Entonces todo el pueblo pasó por el Jordán, y el rey se acercó; y el rey le dio un beso a Barzilai, con su bendición; Y volvió a su lugar.
40 En de koning toog voort naar Gilgal, en Chimham toog met hem voort; en al het volk van Juda had den koning overgevoerd, als ook een gedeelte van het volk Israels.
Entonces el rey fue a Gilgal, y Quimam fue con él; y todo el pueblo de Judá, así como la mitad del pueblo de Israel, tomaron al rey en su camino.
41 En ziet, alle mannen van Israel kwamen tot den koning; en zij zeiden tot den koning: Waarom hebben u onze broeders, de mannen van Juda, gestolen, en hebben den koning en zijn huis over de Jordaan gevoerd, en alle mannen Davids met hem?
Entonces los hombres de Israel vinieron al rey y dijeron: ¿Por qué nuestros compatriotas de Judá te llevaron en secreto y cruzaron el Jordán con el rey y toda su familia, porque todo su pueblo son hombres de David?
42 Toen antwoordden alle mannen van Juda tegen de mannen van Israel: Omdat de koning ons na verwant is; en waarom zijt gij nu toornig over deze zaak? Hebben wij dan enigszins gegeten van des konings kost, of heeft hij ons een geschenk geschonken?
Y todos los hombres de Judá dieron esta respuesta a los hombres de Israel, porque el rey es nuestra relación cercana: ¿por qué, pues, estás enojado por esto? ¿Hemos tomado algo de la comida del rey, o nos ha dado alguna ofrenda?

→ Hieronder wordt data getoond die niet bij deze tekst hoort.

Issue #369, opened 2020-10-14
Using zpk with complex poles requires specific order for conjugates


albheim:
Is this documented somewhere? 

Cause I wanted to use zpk to create a system and had some complex values that I threw in in some random order and got this error about not having matching complex conjugates. Looking at the code it seems that the `roots2real_poly_factors` method requires the pole with positive imaginary part to come first among the two and the other right after. I don't really see the reason why we require an order at all? It should not be very tricky to just keep a set of non-matched complex poles and check through them for matches for every new complex pole we hit, right? Or at least we should document it in the docstring for zpk so people understand why they get this error.

mfalt:
The reason behind this is that it is not trivial to do the matching when there are numerical errors. Say for example poles at
`(1+x*im),(1-x*im),1+0*im` for some very small `x`. If you are not very careful, under numerical errors, you might match `(1+x*im)`and `1+0*im`. But now you are left with `(1-x*im)` which is not close enough to the imaginary axis to be considered "real", and you therefore end up with a complex valued system, or an error, even when the system you were manipulating was real.
The good thing is that for real matrices, eigenvalue solvers like LAPACK will reduce their problems to 2x2 matrices, and therefore always know which eigenvalues belong together. The result is that we can rely on this specific structure internally.

This became a problem when julia changed the behaviour of the eigenvalue solver in v1.2, to do some random ordering by default. You can therefore find calls to `eigvalsnosort` (found in `utilities.jl`), which asks julia not to sort them, and we therefore get the order as supplied by LAPACK.

I do agree however, that we should either document this requirement, or sort the poles that the user supplies when creating a system. Especially if the user tries to create a TransferFunction{Continous, SisoZpk{<:Real,<:Complex}}, for example in
https://github.com/JuliaControl/ControlSystems.jl/blob/4d1efa16ba8a35263203c2678846f06af7803023/src/types/SisoTfTypes/SisoZpk.jl#L117

olof3:
I think that the error message from `zpk` is already reasonable clear about what the cause and the fix is, but it could definitely be made more clear and documented further.

```julia
julia> zpk([], [-1 + im, 1, -1 - im], 1)
ERROR: AssertionError: zpk model should be real-valued, but poles do not come in conjugate pairs.
```
[...]

PR #385, opened 2020-10-30
Order zpk poles in constructor

albheim:
Add `order_conjugates!` to pair up and order poles/zeros in the order LAPACK uses (positive imaginary part first followed by conjugate) and call it in constructor for SisoZpk type if there are complex poles/zeros.

Ordering only cares about pairing up exact conjugates and putting them in the desired order, and leaves other things as it is. It also skips a complex number if there is no conjugate, which will then be caught by `check_real` which is called right after. 

From #369 I though that there could be numerical problems that forced us to assume conjugates might not match perfectly, but I believe after discussing with @mfalt that this was a misunderstanding from my side and that we can assume the correct conjugate always exists exactly in our internal transformations. And assuming that the user supplies exact conjugates is reasonable to me so I implemented this under the assumption that there will be exact matches, else it will error in `check_real`.

### DIFF
--- a/Project.toml
+++ b/Project.toml
@@ -37,4 +37,4 @@ Test = "8dfed614-e22c-5e08-85e1-65c5234f0b40"
 DSP = "717857b8-e6f2-59f4-9121-6e50c889abd2"
 
 [targets]
-test = ["Test", "Documenter", "GR", "StaticArrays"]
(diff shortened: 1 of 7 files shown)


albheim:
Woops, did this based on my conv branch... 

Is the easiest to just start a new branch locally based on master and remake the few changes I had?

albheim:
Made #386 instead

PR #386, opened 2020-10-30
Add function to order conjugate pairs in zpk constructor

albheim:
Add `order_conjugates!` to pair up and order poles/zeros in the order LAPACK uses (positive imaginary part first followed by conjugate) and call it in constructor for SisoZpk type if there are complex poles/zeros.

Ordering only cares about pairing up exact conjugates and putting them in the desired order, and leaves other things as it is. It also skips a complex number if there is no conjugate, which will then be caught by `check_real` which is called right after. 

From #369 I though that there could be numerical problems that forced us to assume conjugates might not match perfectly, but I believe after discussing with @mfalt that this was a misunderstanding from my side and that we can assume the correct conjugate always exists exactly in our internal transformations. And assuming that the user supplies exact conjugates is reasonable to me so I implemented this under the assumption that there will be exact matches, else it will error in `check_real`.

### DIFF
--- a/src/types/SisoTfTypes/SisoZpk.jl
+++ b/src/types/SisoTfTypes/SisoZpk.jl
@@ -103,7 +103,9 @@ function minreal(sys::SisoZpk{T,TR}, eps::Real) where {T, TR}
     SisoZpk{T, TR}(newZ, newP, sys.k)
 end
 
-"""Reorder the vector x of complex numbers so that complex conjugates come after each other, with the one with positive imaginary part first. Returns true if the conjugates can be paired and otherwise false."""
+""" Reorder the vector x of complex numbers so that complex conjugates come after each other, 
+    with the one with positive imaginary part first. Returns true if the conjugates can be 
+    paired and otherwise false."""
 function pairup_conjugates!(x::AbstractVector)
     i = 0
     while i < length(x)
--- a/src/types/SisoTfTypes/SisoZpk.jl
+++ b/src/types/SisoTfTypes/SisoZpk.jl
@@ -12,10 +12,8 @@ struct SisoZpk{T,TR<:Number} <: SisoTf{T}
             z = TR[]
         end
         if TR <: Complex && T <: Real
-            order_conjugates!(z)
-            @assert check_real(z) "zpk model should be real-valued, but zeros do not come in conjugate pairs."
-            order_conjugates!(p)
-            @assert check_real(p) "zpk model should be real-valued, but poles do not come in conjugate pairs."
+            @assert pairup_conjugates!(z) "zpk model should be real-valued, but zeros do not come in conjugate pairs."
+            @assert pairup_conjugates!(p) "zpk model should be real-valued, but poles do not come in conjugate pairs."
         end
         new{T,TR}(z, p, k)
     end
@@ -104,35 +102,14 @@ function minreal(sys::SisoZpk{T,TR}, eps::Real) where {T, TR}
     SisoZpk{T, TR}(newZ, newP, sys.k)
 end
 
-# FIXME: Perhaps move to some other file with auxilliary functions,
-# the name could also be imporoved. Perhaps this functionality can be found in some other package.
-""" If TR is Complex and T is Real, check that every pole is matched to its conjugate
-    this assumes that the compelx poles are ordered as they are output by the LAPACK
-    routines that return complex-conjugated values, i.e., (x+iy) is followed by (x-iy)"""
-function check_real(r_vec::AbstractVector{<:Complex})
-    k = 1
-    while k <= length(r_vec)
-        if isreal(r_vec[k])
-            # Do nothing
-        else
-            if k == length(r_vec) # Element is complex and there is no more elements to match up with
-                return false
-            elseif conj(r_vec[k]) == r_vec[k+1] # Element is complex and succeeding element is its conjugate
-                k=k+1
-            else
-                return false
-            end
-        end
-        k += 1
-    end
-    return true
-end
-
-function order_conjugates!(x)
+""" If TR is Complex and T is Real, pair up every pole with its conjugate as they are ordered 
+    by the LAPACK routines that return complex-conjugated values, i.e., (x+iy) is followed by (x-iy)"""
+function pairup_conjugates!(x)
     i = 0
     while i < length(x)
         i += 1
         imag(x[i]) == 0 && continue
+        foundconj = false
         for j in i+1:length(x)
             if x[i] == conj(x[j])
                 if imag(x[i]) > imag(x[j]) # Swap i+1 <-> j
@@ -145,11 +122,16 @@ function order_conjugates!(x)
                     x[j] = x[i+1]
                     x[i+1] = tmp
                 end
-                i += 1
+                foundconj = true
                 break
             end
         end
+        if !foundconj 
+            return false
+        end
+        i += 1 # Since it is a pair and the conjugate was found
     end
+    return true
 end
 
 function evalfr(f::SisoZpk{T1,TR}, s::T2) where {T1<:Number, TR<:Number, T2<:Number}
--- a/src/types/SisoTfTypes/SisoZpk.jl
+++ b/src/types/SisoTfTypes/SisoZpk.jl
@@ -109,22 +109,19 @@ function pairup_conjugates!(x::AbstractVector)
     while i < length(x)
         i += 1
         imag(x[i]) == 0 && continue
-        foundconj = false
-        for j in i+1:length(x)
-            if x[i] == conj(x[j])
-                if imag(x[i]) > imag(x[j]) # Swap i+1 <-> j
-                    tmp = x[i+1]
-                    x[i+1] = x[j]
-                    x[j] = tmp
-                else # Rotate i -> i+1 -> j -> i
-                    tmp = x[i]
-                    x[i] = x[j]
-                    x[j] = x[i+1]
-                    x[i+1] = tmp
-                end
-                foundconj = true
-                break
-            end
+
+        # Attempt to find a matching conjugate to x[i]
+        j = findnext(==(conj(x[i])), x, i+1)
+        j === nothing && return false
+
+        tmp = x[j]
+        x[j] = x[i+1]
+        # Make sure that the complex number with positive imaginary part comes first
+        if imag(x[i]) > 0
+            x[i+1] = tmp
+        else
+            x[i+1] = x[i]
+            x[i] = tmp
         end
         if !foundconj 
             return false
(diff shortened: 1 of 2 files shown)


src/types/SisoTfTypes/SisoZpk.jl
```diff
@@ -12,7 +12,9 @@ struct SisoZpk{T,TR<:Number} <: SisoTf{T}
             z = TR[]
         end
         if TR <: Complex && T <: Real
+            order_conjugates!(z)
             @assert check_real(z) "zpk model should be real-valued, but zeros do not come in conjugate pairs."
+            order_conjugates!(p)
             @assert check_real(p) "zpk model should be real-valued, but poles do not come in conjugate pairs."
```
albheim, line 18: I believe `check_real` is only used here so maybe it would be nicer to just make that check when ordering them?

albheim:
I found some weird behavior I didn't understand in https://github.com/JuliaControl/ControlSystems.jl/blob/311013eef4dd3384872abfca1c04dabb213c97ed/src/types/zpk.jl#L37 which seems to call the SisoZpk constructor twice. Not really connected to this, but thought I would just ask if anyone had a clue why this would be? The type created is exactly the same as the one the array has, so no conversion or anything should be needed?

src/types/SisoTfTypes/SisoZpk.jl
```diff
@@ -133,7 +128,29 @@ function check_real(r_vec::AbstractVector{<:Complex})
     return true
 end
 
-
+function order_conjugates!(x)
```
albheim, line 131: Currently it modifies the vectors which maybe is not very good since the constructor does not have bang notation? Not sure what the convention is there.

mfalt: We generally let the inputs be references to the user inputted arrays, with the implicit implication that the user might screw things up of they change the vectors afterwards. But I agree, we should probably do a copy here.

src/types/SisoTfTypes/SisoZpk.jl
mfalt: I think it's better to be explicit. But the name of check_real could probably be improved. (I don't think it's necessary to change for this PR)

mfalt (changes requested):

src/types/SisoTfTypes/SisoZpk.jl
olof3: Yes, i think the check should be done when "ordering" them, but I think it would be better to call the function something like `matchup_conjugates`, or `pairup_conjugates`. Whlie it currently does order them, I'd say that the main task is to pair them up. If the name is changed to something like this, it is natural that it throws an error if there is a conjugate that can't be paired up.

olof3:
Great that you're looking into this. This PR definitely addresses the problem that you discovered in that other issue.

I think it could be a good time to think about if the current way is the way we would like to do things (although, I'm quite happy with the current approach). 

* (current approach) Ensure that conjugates come after each other, with the conjugate with positive imaginary part first. This could be a problem for symbolic variables, but this is my only concern. Not sure how much effort or how realistic it is to achieve even half-reasonable support for this?
* Ensure that the conjugates come after each other, but don't worry about which comes first. This doesn't make it any harder to convert to transfer functions, but gives a slightly less ordered impression.
* Just check that the conjugates match up. Then there will be a little bit of more work when converting to a transfer function, but I believe that the impact is primarily there (and an even less orderly print).

albheim:
> I found some weird behavior I didn't understand in
> 
> https://github.com/JuliaControl/ControlSystems.jl/blob/311013eef4dd3384872abfca1c04dabb213c97ed/src/types/zpk.jl#L37
> 
> which seems to call the SisoZpk constructor twice. Not really connected to this, but thought I would just ask if anyone had a clue why this would be? The type created is exactly the same as the one the array has, so no conversion or anything should be needed?

I created a specific issue for this after talking with @mfalt, see #387

albheim:
> I think it could be a good time to think about if the current way is the way we would like to do things (although, I'm quite happy with the current approach).

I also think the current approach works well enough. It does not take much time to pair up the roots, and especially if they are already paired it is basically a single for loop over the roots. It makes for easier/nicer printing which I feel is nice.

Now I only did pair up the roots since that is what crashed the code some times, but I was also wondering if the roots from LAPACK were sorted according to any additional criteria, have not tried to look this up myself. Anyone of you know this?

olof3:
> I was also wondering if the roots from LAPACK were sorted according to any additional criteria, have not tried to look this up myself. Anyone of you know this?

From what I've seen, the only guarantee is that they are only paired up, with the one with positive real imaginary part first. Not 100% sure though.

src/types/SisoTfTypes/SisoZpk.jl
albheim: I changed the name to `pairup_conjugates` and also implemented a check in the pairing loop. For me it is either way with the `check_real`, I feel it is a bit unnecessary to loop through the poles twice, but that probably is a very small fraction of the time so if you think the code is clearer with it I can go with that.

src/types/SisoTfTypes/SisoZpk.jl
albheim: I added `z, p = copy(z), copy(p)` in the case where we reorder the vectors.

src/types/SisoTfTypes/SisoZpk.jl
```diff
@@ -109,32 +103,38 @@ function minreal(sys::SisoZpk{T,TR}, eps::Real) where {T, TR}
...
-            # Do nothing
-        else
-            if k == length(r_vec) # Element is complex and there is no more elements to match up with
-                return false
-            elseif conj(r_vec[k]) == r_vec[k+1] # Element is complex and succeeding element is its conjugate
-                k=k+1
-            else
-                return false
+""" If TR is Complex and T is Real, pair up every pole with its conjugate as they are ordered 
+    by the LAPACK routines that return complex-conjugated values, i.e., (x+iy) is followed by (x-iy)"""
```
olof3, line 107:
```suggestion
"""Reorder the vector x of complex numbers so that complex conjugates come after each other, with the one with positive imaginary part first. Returns true if the conjugates can be paired and otherwise false."""
```
Good with a comment, but what is TR and T? Also, might not necessarily be poles.

src/types/SisoTfTypes/SisoZpk.jl
```diff
@@ -109,32 +103,38 @@ function minreal(sys::SisoZpk{T,TR}, eps::Real) where {T, TR}
...
+function pairup_conjugates!(x)
```
olof3, line 108:
```suggestion
function pairup_conjugates!(x::AbstractVector)
```

src/types/SisoTfTypes/SisoZpk.jl
```diff
@@ -6,19 +6,20 @@ struct SisoZpk{T,TR<:Number} <: SisoTf{T}
...
+    function SisoZpk{T,TR}(z::Vector{TR}, p::Vector{TR}, k::T) where {T<:Number, TR<:Number}
         if k == zero(T)
             p = TR[]
             z = TR[]
         end
         if TR <: Complex && T <: Real
-            @assert check_real(z) "zpk model should be real-valued, but zeros do not come in conjugate pairs."
-            @assert check_real(p) "zpk model should be real-valued, but poles do not come in conjugate pairs."
+            z, p = copy(z), copy(p)
+            @assert pairup_conjugates!(z) "zpk model should be real-valued, but zeros do not come in conjugate pairs."
```
olof3, line 16: Should we just let the error be thrown in `pairup_conjugates!` (similarly to in `common_timeevol`), or is this the way we want to go? This way we can let the user know if the problem is with the zeros or the poles. @mfalt

src/types/SisoTfTypes/SisoZpk.jl
```diff
@@ -109,32 +103,38 @@ function minreal(sys::SisoZpk{T,TR}, eps::Real) where {T, TR}
...
+                else # Rotate i -> i+1 -> j -> i
+                    tmp = x[i]
+                    x[i] = x[j]
+                    x[j] = x[i+1]
+                    x[i+1] = tmp
+                end
+                foundconj = true
+                break
             end
         end
```
olof3, line 129:
```suggestion

        # Attempt to find a matching conjugate to x[i]
        j = findnext(==(conj(x[i])), x, i+1)
        j === nothing && return false

        tmp = x[j]
        x[j] = x[i+1]
        # Make sure that the complex number with positive imaginary part comes first
        if imag(x[i]) > 0
            x[i+1] = tmp
        else
            x[i+1] = x[i]
            x[i] = tmp
        end
```
Perhaps a bit more readable in certain respects. Hopefully it works :)

src/types/SisoTfTypes/SisoZpk.jl
```diff
@@ -109,32 +103,38 @@ function minreal(sys::SisoZpk{T,TR}, eps::Real) where {T, TR}
...
-        k += 1
+        if !foundconj 
+            return false
+        end
```
olof3, line 132:
```suggestion
```

test/test_zpk.jl
```diff
@@ -38,6 +38,9 @@ z = zpk("z", 0.005)
 @test zpk([], [], 1.0) == zpk(Float64[], Float64[], 1.0)
 @test zpk([], [1.0+im,1.0-im], 1.0) == zpk(ComplexF64[], [1.0+im,1.0-im], 1.0)
 
+# Test constructors with different conjugate ordering
+@test zpk([], [1.0-im,1.0+im], 1.0) == zpk(ComplexF64[], [1.0+im,1.0-im], 1.0)
+@test zpk([], [1.0+im,1.0,1.0-im], 1.0) == zpk(ComplexF64[], [1.0+im,1.0-im,1.0], 1.0)
```
olof3, line 43: One or two more tests would be much appreciated, perhaps with poles that don't match up, and perhaps some double poles.

olof3 (commented):
The idea looks alright, some minor suggestions for readability.

src/types/SisoTfTypes/SisoZpk.jl
albheim: Was thinking about it when I did this, I originally wanted to move it to `pairup_conjugates!` which felt like nicer code, but then the error message would not be as informative so I thought this was better after all. But I'm open for suggestions.

src/types/SisoTfTypes/SisoZpk.jl
albheim: Agreed, way nicer.

src/types/SisoTfTypes/SisoZpk.jl
albheim: Yeah, mostly just stole the comment from `checkreal` to have something, but yours is much clearer.

test/test_zpk.jl
albheim: I'll try to fix some more.

mfalt:
I think it looks good, and i prefer to keep the check in the constructor. It is explicit and clear in the code that this is assumed.

olof3:
LGTM

olof3:
re-triggered the tests, and it seems like this can be merged

Issue #333, opened 2020-09-28
More autovec functions


baggepinnen:
We should probably add the following also:
freqrespv, numvecv, denvecv, numpolyv, denpolyv.
Otherwise LGTM.

_Originally posted by @mfalt in https://github.com/JuliaControl/ControlSystems.jl/pull/209#discussion_r494935224_

PR #388, opened 2020-11-02
Update autovec and add more functions

albheim:
Opened this to start working on adding the additional functions mentioned in #333, also found out about `Core.@__doc__` which is a nicer way of attaching docstrings to macro generated functions than how I was dealing with it so will update that also.

### DIFF
--- a/src/freqresp.jl
+++ b/src/freqresp.jl
@@ -100,7 +100,7 @@ end
 Compute the magnitude and phase parts of the frequency response of system `sys`
 at frequencies `w`
 
-`mag` and `phase` has size `(length(w), ny, nu)`""" bode
+`mag` and `phase` has size `(length(w), ny, nu)`""" 
 @autovec (1, 2) function bode(sys::LTISystem, w::AbstractVector)
     resp = freqresp(sys, w)
     return abs.(resp), rad2deg.(unwrap!(angle.(resp),1)), w
@@ -112,7 +112,7 @@ end
 Compute the real and imaginary parts of the frequency response of system `sys`
 at frequencies `w`
 
-`re` and `im` has size `(length(w), ny, nu)`""" nyquist
+`re` and `im` has size `(length(w), ny, nu)`""" 
 @autovec (1, 2) function nyquist(sys::LTISystem, w::AbstractVector)
     resp = freqresp(sys, w)
     return real(resp), imag(resp), w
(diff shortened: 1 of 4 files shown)


src/freqresp.jl
```diff
@@ -5,7 +5,7 @@ Evaluate the frequency response of a linear system
 `w -> C*((iw*im -A)^-1)*B + D`
 
 of system `sys` over the frequency vector `w`."""
-function freqresp(sys::LTISystem, w_vec::AbstractVector{<:Real})
+@autovec (1) function freqresp(sys::LTISystem, w_vec::AbstractVector{<:Real})
```
albheim, line 8: It seems that adding autovec to freqresp is not as simple as this. The macro assumes that the return value of the function is a tuple and that the index sent in indexes into this tuple. 

We could pretty easily create the special case where we send no index (`@autovec () function ...`) and make that mean to `vec` the entire returned value. This would be rather easy to fix and the only way I can come up with right now. Maybe not the most intuitive, but could okay since it is an internal function?

src/freqresp.jl
```diff
@@ -124,7 +124,7 @@ end
 Compute the singular values of the frequency response of system `sys` at
```
mfalt, line 124:
```suggestion
Compute the singular values `sv` of the frequency response of system `sys` at
```

mfalt (changes requested):
Is this ready to pull @albheim ? Do we have any remaining functions we should add autovec to?

albheim:
> Is this ready to pull @albheim ? Do we have any remaining functions we should add autovec to?

I think I was waiting for feedback on using `@autovec () f()=...` to mean that the entire returned value should be autovecd. So far I only added freqresp, and from #333 we still have numvecv, denvecv, numpolyv and denpolyv. They also seem to be a single returned value so it would be using the same notation in that case.

albheim:
It was decided that remaining functions from #333 could wait since they introduced some problems in that includes in `ControlSystems.jl` became circular (could rather easily be solved) and that they did not work with how `@autovec` was currently designed. I have some idea of how we could reconstruct `@autovec` to be able to handle more general input instead of integer indices, but I think that will not be a priority for now. 

So with that I think this PR can be considered done.

baggepinnen:
Mattias requested changes here, but I can't seem to figure out if that has been addressed or not?

albheim:
> Mattias requested changes here, but I can't seem to figure out if that has been addressed or not?

I don't remember exactly what it was but I believe I fixed what was requested.

baggepinnen:
I retriggered the tests to make sure, if they pass we'll pull

PR #393, opened 2020-11-13
removed multiplication sign in tf print

mfalt:
With a recent change in Polynomials.jl we are now able to print transferfunctions without the multiplication sign. I think this was how we used to have it, and we had some "broken" tests for this.
See diff for examples. 

Edit: It would be nice to also change so that we print `s+2.0` instead of `1.0s+2.0` but I don't see how that is possible without overriding their internal `showone(::Type{T}) where T` in Polynomials.jl

### DIFF
--- a/Project.toml
+++ b/Project.toml
@@ -28,7 +28,7 @@ LaTeXStrings = "1.0"
 MacroTools = "0.5"
 OrdinaryDiffEq = "5.2"
 Plots = "0.24, 0.25, 0.26, 0.27, 0.28, 0.29, 1.0"
-Polynomials = "1.0"
+Polynomials = "1.1.10"
 julia = "1.0"
 
 [extras]
--- a/docs/src/examples/example.md
+++ b/docs/src/examples/example.md
@@ -107,9 +107,9 @@ P  = tf(B,A)
 # output
 
 TransferFunction{Continuous,ControlSystems.SisoRational{Float64}}
-         1.0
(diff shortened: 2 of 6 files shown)


baggepinnen (approved):

olof3:
I had some discussions with the maintainer of Polynomials which was the reason for the change. The maintainer of Polynomials is very helpful and open to suggestions, so I'm pretty sure that more changes could be made.

For example
> s+2.0 instead of 1.0s+2.0 b

was on the table, but there were not many other people weighing in on the discussions, so I don't think that this change made it (perhaps it did though)

We also discussed the number of decimals to print. I think both of us were a bit confused about what the compactness level of prints to REPL should be like. My feeling is that the default behavior for printing Polynomials to the repl uses too many digits (cf. printing row vectors).

I think we could what we want if you guys also weight in on what you think.

KronosTheLate:
> I think we could what we want if you guys also weight in on what you think.

Could you link the discussion for where we should chime in?

mfalt:
The reduction of decimals is implemented in Polynomails and could pretty easily be implemented here if we want. They have an implementation for not printing the "1.0" but it can only be modified per type, e.g `Float64` and not per call.

olof3:
> but it can only be modified per type, e.g Float64 and not per call.

That's not too great. I am pretty sure it would get fixed pretty quickly if you opened an issue.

43 En de mannen van Israel antwoordden den mannen van Juda, en zeiden: Wij hebben tien delen aan den koning, en ook aan David, wij, meer dan gij; waarom hebt gij ons dan gering geacht, dat ons woord niet het eerste geweest is, om onzen koning weder te halen? Maar het woord der mannen van Juda was harder dan het woord der mannen van Israel.
Y respondiendo a los hombres de Judá, los hombres de Israel dijeron: Tenemos diez partes en el rey, y somos los primeros en orden de nacimiento, ¿por qué nos despreciaste? ¿Y no fuimos los primeros en hacer sugerencias para recuperar al rey? Y las palabras de los hombres de Judá fueron más duras que las palabras de los hombres de Israel.